Deal Flow: I wasn’t sure what the deal flow would look like in the Southeast as anywhere outside of California, New York, and Boston aren’t typically known for having robust startup scenes. There will obviously be a few good ones, but there can’t be too many. I can now gladly say I couldn’t have been more wrong.  There are 2,250 rounds recorded in our database, and I have at least seven more in my inbox that need to be added. I am constantly surprised by how many young and exciting companies from every industry are in this region. Right when I’m starting to feel we must know about all the companies, I’ll see a newsletter or a local event talking about 10 more I’ve never heard of. 

Deal Quality: Before digging through the VentureSouth portfolio, I couldn’t have named a startup company out of the Southeast. All the “famous” startups seemed to be in Silicon Valley, so that must be where all good startups are. I was wrong again. Turns out, I did know a few Southeastern startups, I even knew a few in the VentureSouth portfolio (Farmshots, Proterra, and Spiffy). All it took was digging a little deeper. I had no idea a company trying to become the “Airbnb for the outdoors” was located in the Southeast. Or that Raleigh-Durham is an innovation hub for medicine and science. Or that a company in Greenville was revolutionizing cancer treatment, which is way cooler than most of the “cool” startups in Silicon Valley. 

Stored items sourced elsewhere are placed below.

PR #5495, opened 2026-09-10
chore(DblPend): remove TMs duplicated as DDs

### LINKED ISSUE #5494: DblPend: Delete "acceleration" and "force" DDs duplicating TMs
DblPend has:

* [TM:acceleration](https://jacquescarette.github.io/Drasil/examples/dblpend/SRS/HTML/DblPend_SRS.html#TM:acceleration)
* [TM:velocity](https://jacquescarette.github.io/Drasil/examples/dblpend/SRS/HTML/DblPend_SRS.html#TM:velocity)
* [DD:accelerationGDD](https://jacquescarette.github.io/Drasil/examples/dblpend/SRS/HTML/DblPend_SRS.html#DD:accelerationGDD)
* [DD:forceGDD](https://jacquescarette.github.io/Drasil/examples/dblpend/SRS/HTML/DblPend_SRS.html#DD:forceGDD)

However, the DDs don't appear to be referenced anywhere. They look like they can be cleanly deleted (or they should be, rather; if an issue somehow arises, please report it!).

balacij:
Closes #5494


code/drasil-example/dblpend/lib/Drasil/DblPend/Expressions.hs
```diff
@@ -9,13 +10,19 @@ module Drasil.DblPend.Expressions (
...
+import Data.Drasil.Quantities.PhysicalProperties (mass)
+
 import Drasil.DblPend.DataDefs (positionXEqn_1)
 import Drasil.DblPend.Unitals (lenRod_1, lenRod_2, massObj_1, massObj_2,
   xVel_1, yVel_1, xAccel_1, yAccel_1, angularAccel_1, angularAccel_2,
   tension_1, tension_2, angularVel_1, angularVel_2,
   pendDisAngle_1, pendDisAngle_2)
 
+forceExpr :: PExpr
+forceExpr = vScale (sy mass) (sy acceleration)
```
JacquesCarette, line 24: Why does DblPend need to define this itself? Is this not in `drasil-data` somewhere already?

code/stable/dblpend/SRS/mdBook/src/SecDDs.md
```diff
@@ -85,35 +85,3 @@ This section collects and defines all the data needed to build the instance mode
...
 |Source     |--                                                                                                                                                                                                                                                                                                                                                           |
 |RefBy      |[GD:velocityY2](./SecGDs.md#GD:velocityY2)                                                                                                                                                                                                                                                                                                                   |
-
-<div align="center">
-
-## Acceleration {#DD:accelerationGDD}
-
-</div>
-
-|Refname    |DD:accelerationGDD                                                                                                                                                                                                                                              |
```
JacquesCarette, line 95: I understand why this was deleted -- but acceleration and force are still relevant to DblPend. So they should "show up" somewhere. Did they show up twice?

JacquesCarette (changes requested):

code/stable/dblpend/SRS/mdBook/src/SecDDs.md
balacij: Yes. The DD duplicated a TM that already existed and displayed within the same document.

code/drasil-example/dblpend/lib/Drasil/DblPend/Expressions.hs
balacij: The one in `drasil-data` uses `$*`:

https://github.com/JacquesCarette/Drasil/blob/e2e739c35680e5fec8326f747129ee19c83f6e6c/code/drasil-data/lib/Data/Drasil/Equations/Defining/Physics.hs#L16

I suppose 'acceleration' here is a vector while the one in `drasil-data` is meant to be a scalar.... Nope:

https://github.com/JacquesCarette/Drasil/blob/e2e739c35680e5fec8326f747129ee19c83f6e6c/code/drasil-data/lib/Data/Drasil/Quantities/Physics.hs#L48

So, I changed that and reused it in `DblPend`, but it created a large `stable/` diff (126933b1ee196eafa8b354acd13ccfec531827df) because `$*` and `vScale` are not rendered to LaTeX in the same way (former: `\,`, latter: ` `).

smiths: I looked at the difference in the rendering in LaTeX.  The top one is the original spaced for F = ma, and the second is the new spacing.

F=ma

I prefer the old spacing, but I don't feel that strongly.  If the change to the new version is desirable for other reasons, I don't think the new spacing should be a blocker.

balacij: I see the value in having the thin space. I naively fixed this in #5510. I say 'naively' because I'm not immediately sure if there are any rules we should be applying for the spacing or not. For multi-letter symbols, having the thin space is crucial. Otherwise, I'm not sure? For example, for a polynomial in standard form with constant symbols, I think I prefer rendering without the extra spaces. But, I don't want to get too into the weeds on this right now. We should add a testing-suite for readability once we rework the LaTeX renderer (#4989).

smiths: Yes, the rendering with the thin space looks better, at least in the examples that I checked.  I agree that we should make this improvement, and that we shouldn't get lost in the weeds.  How things look is important, but saying the right things is more important.  :smile:  We can always go back later and make improvements to the appearance.  I like the idea of eventually assessing the readability and making sure that we respect visual formatting rules.

balacij: This is now resolved in [1a48d3a](https://github.com/JacquesCarette/Drasil/pull/5495/commits/1a48d3a5cc57592d6d15455ffc43d96c21070380)

balacij:
Ready for another review on this one now too!

JacquesCarette (approved):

Professionalism: Most angel groups are a side project that a couple volunteers in the group run. I repeatedly heard this. I knew VentureSouth wasn’t like this, but I had no idea how large the gap was. Almost every entrepreneur who has been through our process since I’ve been here has made a comment about how refreshingly professional VentureSouth is. Given I have no leverage in terms of funding, I believe their comments. From new members and potential members, I have heard the same word, “professional.” While I haven’t had the opportunity to visit other angel groups to compare, going through investments in Crunchbase, nearly all the angel groups I find made a couple investments and went defunct. And that’s not an insult to them; it has been an eye opening experience seeing what it takes to manage a portfolio of nearly 50 companies, in between running meetings and looking at new deals.

There has been no shortage of exciting, new companies so far. I’ll report back in another two and a half months.